[To do]:
Set the following entries down again exactly, line by line.

[Stored data]
BEGIN
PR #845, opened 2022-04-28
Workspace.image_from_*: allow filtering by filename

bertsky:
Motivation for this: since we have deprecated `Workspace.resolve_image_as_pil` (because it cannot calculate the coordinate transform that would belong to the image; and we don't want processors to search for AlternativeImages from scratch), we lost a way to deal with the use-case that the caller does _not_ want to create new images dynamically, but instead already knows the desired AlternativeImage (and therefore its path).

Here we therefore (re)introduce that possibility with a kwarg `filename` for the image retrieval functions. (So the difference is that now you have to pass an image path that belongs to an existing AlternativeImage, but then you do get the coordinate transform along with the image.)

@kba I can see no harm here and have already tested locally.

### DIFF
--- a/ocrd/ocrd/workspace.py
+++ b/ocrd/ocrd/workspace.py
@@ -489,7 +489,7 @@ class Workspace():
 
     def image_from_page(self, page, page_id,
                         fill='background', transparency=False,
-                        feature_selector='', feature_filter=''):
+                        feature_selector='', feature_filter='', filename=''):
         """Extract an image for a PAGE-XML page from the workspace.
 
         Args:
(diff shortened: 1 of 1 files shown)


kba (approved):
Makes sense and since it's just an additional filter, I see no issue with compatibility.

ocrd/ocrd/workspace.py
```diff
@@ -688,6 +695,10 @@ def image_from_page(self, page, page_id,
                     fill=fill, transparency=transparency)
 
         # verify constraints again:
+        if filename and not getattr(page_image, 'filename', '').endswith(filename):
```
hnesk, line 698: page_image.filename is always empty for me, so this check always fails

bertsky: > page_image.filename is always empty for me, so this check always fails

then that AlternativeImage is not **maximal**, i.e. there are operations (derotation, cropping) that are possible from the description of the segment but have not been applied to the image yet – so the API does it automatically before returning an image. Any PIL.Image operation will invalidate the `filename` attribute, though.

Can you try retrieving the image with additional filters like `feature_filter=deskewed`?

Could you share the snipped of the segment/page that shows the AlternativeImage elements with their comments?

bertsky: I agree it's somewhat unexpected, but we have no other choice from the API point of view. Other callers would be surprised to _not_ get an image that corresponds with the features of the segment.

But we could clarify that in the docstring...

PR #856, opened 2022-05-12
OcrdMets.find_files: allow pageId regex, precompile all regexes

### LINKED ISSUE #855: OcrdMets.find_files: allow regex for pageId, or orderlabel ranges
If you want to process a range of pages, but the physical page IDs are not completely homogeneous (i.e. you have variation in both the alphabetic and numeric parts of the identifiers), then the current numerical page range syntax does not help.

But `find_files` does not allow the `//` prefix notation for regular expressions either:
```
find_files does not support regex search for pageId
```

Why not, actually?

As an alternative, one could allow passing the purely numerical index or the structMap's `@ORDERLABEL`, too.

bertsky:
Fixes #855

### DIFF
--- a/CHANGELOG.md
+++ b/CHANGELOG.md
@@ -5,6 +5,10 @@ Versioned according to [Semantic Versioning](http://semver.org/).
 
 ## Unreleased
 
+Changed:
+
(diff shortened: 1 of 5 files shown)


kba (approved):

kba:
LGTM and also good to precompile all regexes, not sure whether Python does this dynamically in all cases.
END
[Finished task]:
PR #845, opened 2022-04-28
Workspace.image_from_*: allow filtering by filename

bertsky:
Motivation for this: since we have deprecated `Workspace.resolve_image_as_pil` (because it cannot calculate the coordinate transform that would belong to the image; and we don't want processors to search for AlternativeImages from scratch), we lost a way to deal with the use-case that the caller does _not_ want to create new images dynamically, but instead already knows the desired AlternativeImage (and therefore its path).

Here we therefore (re)introduce that possibility with a kwarg `filename` for the image retrieval functions. (So the difference is that now you have to pass an image path that belongs to an existing AlternativeImage, but then you do get the coordinate transform along with the image.)

@kba I can see no harm here and have already tested locally.

### DIFF
--- a/ocrd/ocrd/workspace.py
+++ b/ocrd/ocrd/workspace.py
@@ -489,7 +489,7 @@ class Workspace():
 
     def image_from_page(self, page, page_id,
                         fill='background', transparency=False,
-                        feature_selector='', feature_filter=''):
+                        feature_selector='', feature_filter='', filename=''):
         """Extract an image for a PAGE-XML page from the workspace.
 
         Args:
(diff shortened: 1 of 1 files shown)


kba (approved):
Makes sense and since it's just an additional filter, I see no issue with compatibility.

ocrd/ocrd/workspace.py
```diff
@@ -688,6 +695,10 @@ def image_from_page(self, page, page_id,
                     fill=fill, transparency=transparency)
 
         # verify constraints again:
+        if filename and not getattr(page_image, 'filename', '').endswith(filename):
```
hnesk, line 698: page_image.filename is always empty for me, so this check always fails

bertsky: > page_image.filename is always empty for me, so this check always fails

then that AlternativeImage is not **maximal**, i.e. there are operations (derotation, cropping) that are possible from the description of the segment but have not been applied to the image yet – so the API does it automatically before returning an image. Any PIL.Image operation will invalidate the `filename` attribute, though.

Can you try retrieving the image with additional filters like `feature_filter=deskewed`?

Could you share the snipped of the segment/page that shows the AlternativeImage elements with their comments?

bertsky: I agree it's somewhat unexpected, but we have no other choice from the API point of view. Other callers would be surprised to _not_ get an image that corresponds with the features of the segment.

But we could clarify that in the docstring...

PR #856, opened 2022-05-12
OcrdMets.find_files: allow pageId regex, precompile all regexes

### LINKED ISSUE #855: OcrdMets.find_files: allow regex for pageId, or orderlabel ranges
If you want to process a range of pages, but the physical page IDs are not completely homogeneous (i.e. you have variation in both the alphabetic and numeric parts of the identifiers), then the current numerical page range syntax does not help.

But `find_files` does not allow the `//` prefix notation for regular expressions either:
```
find_files does not support regex search for pageId
```

Why not, actually?

As an alternative, one could allow passing the purely numerical index or the structMap's `@ORDERLABEL`, too.

bertsky:
Fixes #855

### DIFF
--- a/CHANGELOG.md
+++ b/CHANGELOG.md
@@ -5,6 +5,10 @@ Versioned according to [Semantic Versioning](http://semver.org/).
 
 ## Unreleased
 
+Changed:
+
(diff shortened: 1 of 5 files shown)


kba (approved):

kba:
LGTM and also good to precompile all regexes, not sure whether Python does this dynamically in all cases.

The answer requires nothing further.